Department of Molecular Genetics, Graduate Program of Molecular, Cellular, and Developmental Biology, The Ohio State University, Columbus, OH 43210, USA.
Mol Biol Cell. 2009 Dec;20(24):5195-210. doi: 10.1091/mbc.e09-05-0428.

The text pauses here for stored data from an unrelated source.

PR #47, opened 2024-10-09
fix: fixes bug in from_manifest_and_stream.

gpeacock:
Renames unit_tests so it will run with pytest.

### DIFF
--- a/c2pa/c2pa_api/c2pa_api.py
+++ b/c2pa/c2pa_api/c2pa_api.py
@@ -39,7 +39,7 @@ class Reader(api.Reader):
     def __init__(self, format, stream, manifest_data=None):
         super().__init__()
         if manifest_data is not None:
-            self.from_manifest_data_and_stream(format, manifest_data, stream)
+            self.from_manifest_data_and_stream(manifest_data, format, stream)
         else:
             self.from_stream(format, C2paStream(stream))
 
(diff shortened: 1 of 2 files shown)


tmathern (approved):

c2pa/c2pa_api/c2pa_api.py
```diff
@@ -39,7 +39,7 @@ class Reader(api.Reader):
     def __init__(self, format, stream, manifest_data=None):
         super().__init__()
         if manifest_data is not None:
-            self.from_manifest_data_and_stream(format, manifest_data, stream)
+            self.from_manifest_data_and_stream(manifest_data, format, stream)
```
barnjamin, line 42: Shouldn't the `stream` here also be wrapped in a `C2paStream`?

barnjamin: The unit test modified in this PR will fail with a hash mismatch if `validation_status` is checked:
```python
self.assertNotIn("validation_status", reader.json())
```

Wrapping the stream arg before calling init makes the test pass but it seems like it should be done in the `Reader` init
image

barnjamin: Filed a [PR](https://github.com/contentauth/c2pa-python/pull/48) for this so it didn't get lost

PR #54, opened 2024-10-23
Make underlying plumbing more generic

tmathern:
Make underlying things more generic, for a more flexible API.


c2pa/c2pa_api/c2pa_api.py
```diff
@@ -193,7 +192,36 @@ def __init__(self, callback):
...
+        case "SigningAlg.PS512":
+            return api.SigningAlg.PS512
+        case "SigningAlg.ED25519":
+            return api.SigningAlg.ED25519
+        case _:
+            raise ValueError("Unsupported signing algorithm: " + str(alg))
+
+def create_remote_signer(callback, alg=None):
+    alg_to_use = alg
+    if alg_to_use is not None:
```
tmathern: Would we even want that? The option to specify an algorithm? It's nice, but a little bit "use at your own risk"

src/callback_signer.rs
```diff
@@ -10,7 +10,8 @@
 // specific language governing permissions and limitations under
 // each license.
 
-use c2pa::SigningAlg;
+use c2pa::{SigningAlg, Signer};
+use log::debug;
```
tmathern, line 14: What can I say, I love my debug logs.

src/callback_signer.rs
```diff
@@ -24,7 +25,41 @@ pub trait SignerCallback: Send + Sync {
...
 /// Uniffi callbacks are only supported as a method in a structure, so this is a workaround
 pub struct CallbackSigner {
-    signer: c2pa::CallbackSigner,
+    signer: Box<dyn Signer + Sync + Send>,
+}
+
+pub struct RemoteSigner {
+    signer_callback : Box<dyn SignerCallback>,
+    alg: SigningAlg,
+    reserve_size: u32,
```
tmathern, line 34: reserve_size really should be a `usize`, but usize doesn't map well in uniffi (it's not a supported type). So I picked u32 so at least most of the time with type coercions we should not encounter truncation issues. But it introduces limitations (since it's technically a usize)...

src/lib.rs
```diff
@@ -119,6 +120,8 @@ impl Builder {
     ///
     /// Uniffi does not support constructors that return errors
     pub fn new() -> Self {
+        env_logger::init();
```
tmathern: Temporary, will remove - needed to initialize the logs starting somewhere...

Cargo.toml
```diff
@@ -19,6 +19,8 @@ serde_json = "1.0"
 thiserror = "1.0.49"
 uniffi = "0.24.1"
 openssl-src = "=300.3.1" # Required for openssl-sys
+log = "0.4.21"
+env_logger = "0.11.3"
```
tmathern, line 23: Will go when I remove temp log initialization

c2pa/c2pa_api/c2pa_api.py
```diff
@@ -193,7 +192,33 @@ def __init__(self, callback):
...
+        case "SigningAlg.PS384":
+            return api.SigningAlg.PS384
+        case "SigningAlg.PS512":
+            return api.SigningAlg.PS512
+        case "SigningAlg.ED25519":
+            return api.SigningAlg.ED25519
+        case _:
+            raise ValueError("Unsupported signing algorithm: " + str(alg))
+
+def create_remote_signer(callback):
```
gpeacock, line 220: We need to add documentation for this method. It may not need an example, but something like:
`Creates a special case signer that uses direct COSE handling.`

gpeacock (dismissed):
Looks good but needs a some extra comments on the new functionality.

c2pa/c2pa_api/c2pa_api.py
tmathern: Got it - I added the doc.

gpeacock: Actually i just meant you needed a comment in the code here. But updating the Readme is a good idea too!

gpeacock (approved):

PR #56, opened 2024-10-28
chore: adds tests, clippy, formatting, and auditing to CI

dyro:


Cargo.toml
```diff
@@ -20,7 +22,6 @@ thiserror = "1.0.49"
 uniffi = "0.24.1"
 openssl-src = "=300.3.1" # Required for openssl-sys
 log = "0.4.21"
-env_logger = "0.11.3"
```
dyro, line 23: Unused dependency.

Cargo.toml
```diff
@@ -9,6 +9,8 @@ authors = ["Gavin Peacock <gpeacock@adobe.com"]
 name = "c2pa"
 crate-type = ["cdylib"]
 
+[package.metadata.cargo-udeps.ignore]
+normal = ["openssl-src"]
```
dyro, line 13: We use this to explicitly set the openssl-src dependency.

src/json_api.rs
```diff
@@ -1,115 +0,0 @@
...
-        }
-        let result = read_file(&path, Some(data_dir.to_owned()));
-        assert!(result.is_ok());
-        let json_report = result.unwrap();
-        println!("{}", json_report);
-        assert!(json_report.contains("C.jpg"));
-        assert!(PathBuf::from(data_dir).exists());
-        assert!(json_report.contains("thumbnail"));
-    }
-}
```
dyro, line 115: Removes this because it wasn't being used in the new APIs, and we've removed the v1 and add_thumbnails features this was reliant upon for being included.

src/lib.rs
```diff
@@ -19,14 +19,6 @@ pub use c2pa::SigningAlg;
...
 mod error;
 pub use error::{Error, Result};
-#[cfg(feature = "v1")]
-mod json_api;
-#[cfg(feature = "v1")]
-pub use json_api::{read_file, read_ingredient_file, sign_file};
-#[cfg(feature = "v1")]
-mod signer_info;
-#[cfg(feature = "v1")]
-pub use signer_info::{CallbackSigner, SignerCallback, SignerConfig, SignerInfo};
```
dyro, line 29: This features had already been removed from the crate. Removing the code so clippy is happy :)

src/lib.rs
```diff
@@ -57,6 +49,12 @@ pub struct Reader {
     reader: RwLock<c2pa::Reader>,
 }
 
+impl Default for Reader {
```
dyro, line 52: Clippy suggestion

src/signer_info.rs
```diff
@@ -1,60 +0,0 @@
...
-    pub fn signer(&self) -> Result<Box<dyn Signer>> {
-        create_signer::from_keys(
-            &self.sign_cert,
-            &self.private_key,
-            self.alg()?,
-            self.ta_url.clone(),
-        )
-        .map_err(Error::from_c2pa_error)
-    }
-}
```
dyro, line 60: Removing for the same reason as removing the json_api. This wasn't being used and it was hidden behind a feature flag that was removed. Lemme know if I should add this back, @gpeacock

src/streams.rs
```diff
@@ -70,7 +70,7 @@ impl<'a> StreamAdapter<'a> {
 impl<'a> From<&'a dyn Stream> for StreamAdapter<'a> {
     #[allow(invalid_reference_casting)]
     fn from(stream: &'a dyn Stream) -> Self {
-        let stream = &*stream as *const dyn Stream as *mut dyn Stream;
+        let stream = stream as *const dyn Stream as *mut dyn Stream;
```
dyro, line 73: The old version and new version are the same type, as pointed out by clippy. Lemme know if I'm missing something, @gpeacock. I know the binding stuff can be crazy. Maybe the `&*` is required anyway?

src/error.rs
```diff
@@ -96,8 +96,6 @@ impl Error {
             ClaimVerification(_) | InvalidClaim(_) | JumbfParseError(_) => {
                 Self::Verify { reason: err_str }
             }
-            #[cfg(feature = "add_thumbnails")]
-            ImageError => Self::ImageError(err_str),
```
dyro, line 100: Same here: this feature was removed when we swapped to the V24 API 👍

tmathern (approved):

src/streams.rs
gpeacock: I'll trust clippy on this one. That's a remnant of older code.

src/lib.rs
gpeacock: Yes, it should be fine to remove this now. No one seems overly bothered by it going away.

gpeacock (approved):

PR #8121, opened 2026-06-22
Fix `CodePointInversionList::contains_set`

robertbastian:
A single range in the superset can contain multiple ranges of the subset.

## Changelog

`icu_collections`:
* Fix a bug in `CodePointInversionList::contains_set`


sffc (approved):
oof. Let's land this but let's also add more thorough tests on this fn. This is old code so this type of bug should not have sit around so long.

Two prevailing models have emerged to explain the mechanism of contractile-ring assembly during cytokinesis in the fission yeast Schizosaccharomyces pombe: the spot/leading cable model and the search, capture, pull, and release (SCPR) model. We tested some of the basic assumptions of the two models. Monte Carlo simulations of the SCPR model require that the formin Cdc12p is present in >30 nodes from which actin filaments are nucleated and captured by myosin-II in neighboring nodes. The force produced by myosin motors pulls the nodes together to form a compact contractile ring. Live microscopy of cells expressing Cdc12p fluorescent fusion proteins shows for the first time that Cdc12p localizes to a broad band of 30-50 dynamic nodes, where actin filaments are nucleated in random directions. The proposed progenitor spot, essential for the spot/leading cable model, usually disappears without nucleating actin filaments. alpha-Actinin ain1 deletion cells form a normal contractile ring through nodes in the absence of the spot. Myosin motor activity is required to condense the nodes into a contractile ring, based on slower or absent node condensation in myo2-E1 and UCS rng3-65 mutants. Taken together, these data provide strong support for the SCPR model of contractile-ring formation in cytokinesis.
点/主导索模型和搜索、捕获、拉动和释放 (SCPR) 模型。我们测试了这两个模型的一些基本假设。SCPR 模型的蒙特卡罗模拟要求formin Cdc12p 存在于 30 个以上的节点中,肌球蛋白-II 可以从这些节点起始并捕获肌动蛋白丝。肌球蛋白马达产生的力将节点拉到一起形成一个紧凑的收缩环。首次通过表达 Cdc12p 荧光融合蛋白的活细胞显微镜观察表明,Cdc12p 定位于 30-50 个动态节点的宽带上,肌动蛋白丝在这些节点中随机起始。对于点/主导索模型至关重要的前体点通常在没有起始肌动蛋白丝的情况下消失。由于缺乏点,肌动蛋白 ain1 缺失细胞通过节点形成正常的收缩环。基于肌球蛋白 II 突变体 myo2-E1 和 UCS rng3-65 中较慢或不存在的节点浓缩,肌球蛋白马达活性对于将节点浓缩成收缩环是必需的。总的来说,这些数据为 SCPR 模型在有丝分裂中的收缩环形成提供了强有力的支持。